**Prompt:**
Your output should be the lines of the data that follow, reproduced exactly from the first through the line bearing "Some way to".

(Collected data)
Issue #4793, opened 2021-04-14
V7: Trigger validation with return


bjarkehs:
**Is your feature request related to a problem? Please describe.**
We have a blocker before we can upgrade to v7. We currently have some code that looks like this:

```javascript
const onClick = async () => {
  const valid = await inputForm.trigger();
  if (!valid) {
    return;
  }
  const data = inputForm.getValues();
  // use data
}
```

We are currently unable to move to v7 since I cannot figure out how to do this in v7.

**Describe the solution you'd like**
Some way to trigger validation and get the result back.

**Describe alternatives you've considered**
None

bluebill1049:
You can subscribe to the `errors` object with `useFormState` as an alternative.

bjarkehs:
Subscribing to errors is unfortunately not enough, since the changes to errors don't occur until next render. So I can't trigger validation, wait for it, check if everything is valid, and then perform some action.

My use case is I have some button that uses the form data outside of submission.

lynxtaa:
@bjarkehs I think you can use `handleSubmit`:

```ts
const onClick = handleSubmit(
  values => {
    // ...
  }
)
```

**Reply to the exercise:**
Issue #4793, opened 2021-04-14
V7: Trigger validation with return


bjarkehs:
**Is your feature request related to a problem? Please describe.**
We have a blocker before we can upgrade to v7. We currently have some code that looks like this:

```javascript
const onClick = async () => {
  const valid = await inputForm.trigger();
  if (!valid) {
    return;
  }
  const data = inputForm.getValues();
  // use data
}
```

We are currently unable to move to v7 since I cannot figure out how to do this in v7.

**Describe the solution you'd like**
Some way to trigger validation and get the result back.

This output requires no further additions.